ASSIGNMENT — Search the entries for the word "platforms". Copy every line that holds it.

EXTRACTED INFORMATION —
PR #1052, opened 2022-01-21
Fix various minor MPE issues

varunagrawal:
Addresses my review comments to get things moving along. :)


varunagrawal:
CI killed

dellaert:
I will just cherry-pick because there are things here that I did not want. E.g., I am OK with breaking the unstable API.

PR #1055, opened 2022-01-22
Changes in gtsam to support hybrid branches

dellaert:
This PR collect a number of commits to files made in the hybrid development branches.
I made the commits below descriptive.
@varunagrawal we can re-target the PRs or just wait until this is merged.

### DIFF
--- a/gtsam/discrete/DecisionTree.h
+++ b/gtsam/discrete/DecisionTree.h
@@ -38,7 +38,7 @@ namespace gtsam {
    * Y = function range (any algebra), e.g., bool, int, double
    */
   template<typename L, typename Y>
-  class GTSAM_EXPORT DecisionTree {
+  class DecisionTree {
 
    protected:
     /// Default method for comparison of two objects of type Y.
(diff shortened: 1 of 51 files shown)


gtsam/discrete/DecisionTree.h
```diff
@@ -340,4 +340,11 @@ namespace gtsam {
     return f.apply(g, op);
   }
 
+  /// unzip a DecisionTree if its leaves are `std::pair`
+  template<typename L, typename T1, typename T2>
+  std::pair<DecisionTree<L, T1>, DecisionTree<L, T2> > unzip(const DecisionTree<L, std::pair<T1, T2> > &input) {
```
dellaert, line 345: Actually, @ProfFan , this should probably have been a static method and be called `Unzip`. Or a method, and then it would not take an argument, right?

dellaert: BTW, just looking for consensus, I think I would change it to static.

dellaert:
Killed CI while deciding about Unzip

gtsam/discrete/DecisionTree.h
dellaert: Actually, I see now it is neither: it is a free function :-/ Which is correctly named, so never mind! Will re-format is all.

ProfFan: Do you want to reopen CI?

dellaert: Yes, I'll just do the required one and merge

dellaert:
I think this is ready to merge if I can get an approving review from @ProfFan or @varunagrawal

varunagrawal:
Sorry I was out the entire afternoon. I'll review in the next 30 minutes.

varunagrawal (approved):
LGTM! Merge whenever.

dellaert:
I can't merge because there is some CI waiting to be reported. Any ideas?

ProfFan:
I reopened the PR, now it should start to build. @dellaert

ProfFan:
@dellaert CI is ready :)

PR #1224, opened 2022-06-18
Fix the failure in TA when adding betweenTranslations without any measurements. 

akshay-krishnan:
We were initializing the values for optimization only if they have a relativeTranslation between them. 
So if betweenTranslations contain a node that did not have a relativeTranslation, we would get the "attempting to fetch uninitialized Value" error during optimization. 

Now we initialize the nodes in betweenTranslations as well.


dellaert (approved):
I trust ya :-)

PR #1234, opened 2022-07-04
added jacobians for all pose3 methods in python wrappers

shteren1:
This PR adds jacobian access for all of Pose3 methods in the python wrappers.
I also added Pose3::interp to access Lie group interpolate from the python wrappers.

### DIFF
--- a/python/gtsam/tests/test_Pose3.py
+++ b/python/gtsam/tests/test_Pose3.py
@@ -237,5 +237,4 @@ class TestPose3(GtsamTestCase):
 
 
 if __name__ == "__main__":
-    # unittest.main()
-    TestPose3().test_slerp()
+    unittest.main()


varunagrawal:
Thanks for the PR @shteren1. Is there any reason we can't wrap interpolate directly? The python wrapper supports inheritance.

shteren1:
@varunagrawal Ohh I was not aware of that, I didn't see any wrappings of other Lie group classes.

varunagrawal:
I also recommend adding unit tests in python to verify the wrapping works as expected.

varunagrawal:
Both! And yes numerical derivatives should suffice as a high level check.

gtsam/geometry/Pose3.h
```diff
@@ -379,6 +379,14 @@ class GTSAM_EXPORT Pose3: public LieGroup<Pose3, 6> {
     return std::make_pair(0, 2);
   }
 
+    /**
+   * @brief Spherical Linear interpolation between *this and other
+   * @param s a value between 0 and 1.5
+   * @param other final point of interpolation geodesic on manifold
+   */
+  Pose3 interp(double t, const Pose3& other, OptionalJacobian<6, 6> Hx = boost::none,
```
varunagrawal, line 387: On second thought, I actually prefer this since `Lie::interpolate` is a free function. Can you please rename this to `slerp` similar to `Rot3`?

shteren1: Hmm, isn't "slerp" referring to interpolation of rotations on the quaternion unit sphere specifically?

shteren1:
@varunagrawal added tests for jacobians on some pose3 methods for python.
and changes interp name to slerp

shteren1:
@varunagrawal i'm not sure how they will work, the way gtsam calculates the jacobians of manifold actions on Pose3 class is not trivial, autograds packages will would probably have operated on the euclidean space.

I had to use the retract and localCoordinates actions to get the same results.

and I think JAX is the go to package these days for auto differentiating on numpy and scipy objects, outside of pytorch.

varunagrawal:
Yes I am expecting numerical derivatives on the tangent space directly in the case of numpy.
I'm curious whether Jax supports Lie Groups. I know Tim Barfoot's group has an excellent python based Lie Groups library with Jacobian support.

varunagrawal (approved):
Awesome sauce!

Issue #1174, opened 2022-04-19
Drafting 4.2 Release


ProfFan:
Since now that the annoying TBB bug has been finally resolved (#1158) I think it's probably a good time for a 4.2 release.

Outstanding issues and PRs:
- #1173 
- #292 
- #368
- #1129 
- #1122 
- #1101 
- #1098 
- #846
- #1175 

@varunagrawal @jlblancoc @gchenfc @dellaert @ayushbaid @acxz and all,
feel free to add the issues and PRs you think are important to this list :)

dellaert:
We are finalizing the book draft v1.0 by the end of the semester, so I might need one more alpha release to make sure everything works there.

I will work on #1098 as well.

jlblancoc:
Now that you are considering API break, would it be a good time to merge these two commits, which fixed commonly-found crashes? 
- https://github.com/borglab/gtsam/commit/a29b4dbd7418b6be4748023fd381648b59872314
- https://github.com/borglab/gtsam/commit/07bace5e057d305674b0b17c47a2bc56bb7926a9

(cc: as mentioned https://github.com/borglab/gtsam/issues/292#issuecomment-1009977935 )

@ProfFan You could add https://github.com/borglab/gtsam/pull/1175 to the list, I think it's fairly straightforward and will fix the linked side project.

It would be great to make progress on https://github.com/borglab/gtsam/issues/292 too, but at present I lack spare time for this, sorry...

So good to see the big changes that 4.2 is bringing, btw! :-)

dellaert:
@jlblancoc yeah, feel free to add a small PR with these two commits, although I'd love to have some discussion on native behavior in PR, if only to document.

varunagrawal:
Closing this since 4.2 has been released.

PR #1237, opened 2022-07-07
Jose's updates

varunagrawal:
Adding the updates @jlblancoc made as per https://github.com/borglab/gtsam/issues/1174#issuecomment-1103605148

### DIFF
--- a/cmake/GtsamBuildTypes.cmake
+++ b/cmake/GtsamBuildTypes.cmake
@@ -190,8 +190,9 @@ if(${CMAKE_CXX_COMPILER_ID} STREQUAL "Clang")
 endif()
 
 if (NOT MSVC)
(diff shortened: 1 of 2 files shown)


ProfFan (changes requested):
I think `march=native` on is a good default, errors related to this are probably deeper issues like different compilation flags that is misunderstood to be a march issue.

I think the Eigen change is good :)

varunagrawal:
> I think `march=native` on is a good default, errors related to this are probably deeper issues like different compilation flags that is misunderstood to be a march issue.

I am no expert on architecture specific code generation, but @jlblancoc seemed to think setting `march=native` off was a good idea.

From a more practical standpoint, I have noticed issues when compiling downstream repos (e.g. GTDynamics, GPMP2 etc) when the `march=native` flag is on, and these are incredibly hard to debug. For this reason, I still think the default should be OFF and those who want the extra boost from architecture specific machine code can turn it on (aka generality over performance).

ProfFan (approved):

PR #1239, opened 2022-07-07
Expose GNC params to python

amadoantonini:


varunagrawal:
@amadoantonini thanks for the PR. Can you please add some python unit tests to verify everything works as expected?

amadoantonini:
@varunagrawal added some tests, let me know if those are ok.

python/gtsam/tests/test_NonlinearOptimizer.py
```diff
@@ -83,6 +84,59 @@ def test_graduated_non_convexity(self):
...
 
+    def test_gnc_params(self):
+        base_params = LevenbergMarquardtParams()
+        # Test base params
+        for base_max_iters in (50, 100):
+            base_params.setMaxIterations(base_max_iters)
+            params = GncLMParams(base_params)
+            self.assertEqual(params.baseOptimizerParams.getMaxIterations(), base_max_iters)
+        # Test printing
+        str(params)
```
varunagrawal, line 95: Is this not testing something?

python/gtsam/tests/test_NonlinearOptimizer.py
```diff
@@ -83,6 +84,59 @@ def test_graduated_non_convexity(self):
...
+        # Test each parameter
+        for loss_type in (GncLossType.TLS, GncLossType.GM):
```
varunagrawal, line 97: Maybe run the yapf formatter on this file? Also please add newlines between each group so that it is easier to read.

python/gtsam/tests/test_NonlinearOptimizer.py
amadoantonini: It was testing that the params object could actually be printed. This would throw an error if not for the default string I added.

Anyways I made the test a little more explicit now.

python/gtsam/tests/test_NonlinearOptimizer.py
amadoantonini: Ran yapf and added some new lines. Let me know if it's not like you expected.

varunagrawal (approved):
Awesome stuff @amadoantonini

varunagrawal:
@amadoantonini can you please resolve the CI failures?

amadoantonini:
I can try. Any ideas as to why those seemingly unrelated tests fail?

python/gtsam/preamble/nonlinear.h
```diff
@@ -9,4 +9,5 @@
  * automatic STL binding, such that the raw objects can be accessed in Python.
  * Without this they will be automatically converted to a Python object, and all
  * mutations on Python side will not be reflected on C++.
- */
\ No newline at end of file
+ */
+#include <pybind11/stl.h>
```
ProfFan, line 13: This is likely the culprit. Automatic STL binding also caused some issues for me in another PR.

amadoantonini: Makes sense. And how have you solved them?

python/gtsam/preamble/nonlinear.h
```diff
@@ -9,4 +9,7 @@
...
```
varunagrawal, line 13: Is this needed? I ran the code in this PR locally and it works without updating this file.

varunagrawal: Yup just get rid of all the changes to this file and you should be golden. This is why unit testing is important. :slightly_smiling_face:

amadoantonini: Interesting, it doesn't work for me without it... it fails [here](https://github.com/borglab/gtsam/pull/1239/files#diff-757771908deb6caea6b6e19556f82810b4cf28d344426be172f961f8c266f214R132). I am running Linux 20.04, though, which I just noticed is not one of the supported platforms. Maybe that's the difference?

I'm happy to remove this from the PR if it works on all the currently supported platforms.

varunagrawal: Do you mean Ubuntu 20.04? I am using the same system and ran it locally to great effect, so it might be some other setting? What compiler are you using? GCC-7?

amadoantonini: Yeah but with gcc-9 (9.4.0 to be specific)

ProfFan:
I think this is the problem:
```
[1981](https://github.com/borglab/gtsam/runs/7333219428?check_suite_focus=true#step:7:1982)
  File "/Users/runner/work/gtsam/gtsam/python/gtsam/tests/test_NonlinearOptimizer.py", line 128, in test_gnc_params
[1982](https://github.com/borglab/gtsam/runs/7333219428?check_suite_focus=true#step:7:1983)
    params.setKnownInliers(inl)
[1983](https://github.com/borglab/gtsam/runs/7333219428?check_suite_focus=true#step:7:1984)
TypeError: setKnownInliers(): incompatible function arguments. The following argument types are supported:
[1984](https://github.com/borglab/gtsam/runs/7333219428?check_suite_focus=true#step:7:1985)
    1. (self: gtsam.gtsam.GncLMParams, knownIn: std::__1::vector<unsigned long, std::__1::allocator<unsigned long> >) -> None
```

`std::__1::vector<unsigned long, std::__1::allocator<unsigned long> >` need to have a type alias and wrapped. This is also essential for the MATLAB wrapper to work.

python/gtsam/preamble/nonlinear.h
ProfFan: Removed it and used the stl_bind instead

ProfFan:
P.S. I have 0 idea why the automatic binding code cause so many hard-to-debug issues. I encountered an infinity loop issue that is caused by `stl.h` when wrapping the hybrid code, took me a week to debug. Should we try upgrade the pybind11 lib and see if problems disappear? @varunagrawal

varunagrawal:
This looks like the Jacobians are not being copied back to the C++ side of things. I guess we have to look at how the opacity is being set.

This is also a good time to revisit my PR on using the stl bindings fully.

varunagrawal:
@amadoantonini the issue seems to be tangential to your fix. @ProfFan and I are working on figuring this out, so we thank you for your patience!

varunagrawal:
@amadoantonini I opened a PR to fix your issue https://github.com/openspacelabs/gtsam/pull/1
Can you please merge it in? It should automatically reflect here.

varunagrawal:
@amadoantonini I am starting to think this was a wild goose chase. You can remove `#include <pybind11/stl.h>` from `nonlinear.h` and everything should work. It seems like Pybind already recognizes `vector<size_t>` which I guess is from `vector<Key>` since Key is just a uint64_t.

Anyway, please make the above change and CI should pass!

varunagrawal:
Ahhh I'm going to have to look into this more.

amadoantonini:
Thanks @varunagrawal! Let me know if I can help.

varunagrawal:
@amadoantonini can you please merge in the latest develop? We made some CI changes to fix issues we've been seeing lately (this PR included).

amadoantonini:
That seems to have fixed it on my side!

varunagrawal:
@amadoantonini gentle reminder about https://github.com/openspacelabs/gtsam/pull/2

varunagrawal:
@amadoantonini can you please merge in the latest develop? Github Actions is being funky.

amadoantonini:
@varunagrawal I had to resolve a conflict. I think I did the right thing based on the order of your changes. Please verify.

varunagrawal:
Yup looks good to me.

varunagrawal:
@amadoantonini please merge this https://github.com/openspacelabs/gtsam/pull/3 and please allow maintainers to make edits so I can push here directly.

varunagrawal:
Yay finally merged!

amadoantonini:
Thanks for all the support @varunagrawal !

PR #1240, opened 2022-07-07
Wrap BearingRange Factors

### LINKED ISSUE #912: Bearing range 3D factor in python
hi,

Thanks for the awesome work!

I wonder if the BearingRangeFactor for Pose3 and Point3 is also ported to Python? I install gtsam via pip and it doesn't have BearingRangeFactor3D.

varunagrawal:
Fixes #912


ProfFan (approved):
Thanks @varunagrawal !

PR #1252, opened 2022-07-23
replace addtogroup with ingroup for the SLAM group

agilemapper:
I was recently browing GTSAM doxygen documentation and I noticed that the detailed description for some classes is not present in the generated website. For instance here for [CombinedImuFactor](https://gtsam.org/doxygen/a04060.html#a5edf3d620bbec01e8c9f24146a79a251).

Instead the docs are kind of collated into the separate [SLAM](https://gtsam.org/doxygen/a01590.html) page, due to the `@addtogroup` command. Not an expert on doxygen, but it looks like an `@ingroup` is a better suited command, since it retains the detailed description with the class itself, and only adds a link to the group page.

With these changes, the new version looks like this:

combined-imu-factor

And the group page looks like this:

slam-page

Hope that improves the docs a bit.

### DIFF
--- a/gtsam/navigation/CombinedImuFactor.h
+++ b/gtsam/navigation/CombinedImuFactor.h
@@ -123,7 +123,7 @@ public:
  * it is received from the IMU) so as to avoid costly integration at time of
  * factor construction.
  *
- * @addtogroup SLAM
+ * @ingroup SLAM
  */
 class GTSAM_EXPORT PreintegratedCombinedMeasurements : public PreintegrationType {
 
@@ -252,7 +252,7 @@ public:
  *    the correlation between the bias uncertainty and the preintegrated
  *    measurements uncertainty.
  *
- * @addtogroup SLAM
+ * @ingroup SLAM
  */
 class GTSAM_EXPORT CombinedImuFactor: public NoiseModelFactor6<Pose3, Vector3, Pose3,
     Vector3, imuBias::ConstantBias, imuBias::ConstantBias> {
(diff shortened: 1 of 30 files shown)


varunagrawal:
Interesting. I am wondering if we should use this opportunity to set the groups correctly, since the IMU factors should be in Navigation?

varunagrawal:
@agilemapper I want to do some checking on the generated doxygen docs and verify if we're doing the right things wrt doxygen, so while this PR looks great to me, I'll approve it once I get some better understanding, since I want to use this is a discussion platform to get our docs in good shape.

Thanks for your PR and the help!

gtsam/navigation/CombinedImuFactor.h
```diff
@@ -123,7 +123,7 @@ struct GTSAM_EXPORT PreintegrationCombinedParams : PreintegrationParams {
  * it is received from the IMU) so as to avoid costly integration at time of
  * factor construction.
  *
- * @addtogroup SLAM
+ * @ingroup SLAM
```
varunagrawal, line 126: Can you please update the group to match the directory name?
E.g. for this file, it should be `@ingroup Navigation`.

gtsam/nonlinear/PriorFactor.h
```diff
@@ -24,7 +24,7 @@ namespace gtsam {
 
   /**
    * A class for a soft prior on any Value type
-   * @addtogroup SLAM
+   * @ingroup SLAM
```
varunagrawal, line 27: Similarly this belongs to `nonlinear` so it should be `@ingroup Nonlinear`.

varunagrawal (approved):
@agilemapper this works amazingly well. I just have a small request: can you please update the group names to match the directory? I have given some examples in my review comments.

varunagrawal:
I'm going to merge this since I have an idea to improve upon this.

TASK RESULT —
amadoantonini: Interesting, it doesn't work for me without it... it fails [here](https://github.com/borglab/gtsam/pull/1239/files#diff-757771908deb6caea6b6e19556f82810b4cf28d344426be172f961f8c266f214R132). I am running Linux 20.04, though, which I just noticed is not one of the supported platforms. Maybe that's the difference?
I'm happy to remove this from the PR if it works on all the currently supported platforms.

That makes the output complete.